§ Task statement:
Every single entry below should be reproduced verbatim.

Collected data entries
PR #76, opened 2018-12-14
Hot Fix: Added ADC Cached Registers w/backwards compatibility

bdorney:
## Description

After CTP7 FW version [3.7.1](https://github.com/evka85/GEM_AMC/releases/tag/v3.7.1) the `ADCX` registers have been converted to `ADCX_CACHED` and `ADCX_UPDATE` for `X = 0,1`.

§ Response to this task:
PR #76, opened 2018-12-14
Hot Fix: Added ADC Cached Registers w/backwards compatibility

bdorney:
## Description

After CTP7 FW version [3.7.1](https://github.com/evka85/GEM_AMC/releases/tag/v3.7.1) the `ADCX` registers have been converted to `ADCX_CACHED` and `ADCX_UPDATE` for `X = 0,1`.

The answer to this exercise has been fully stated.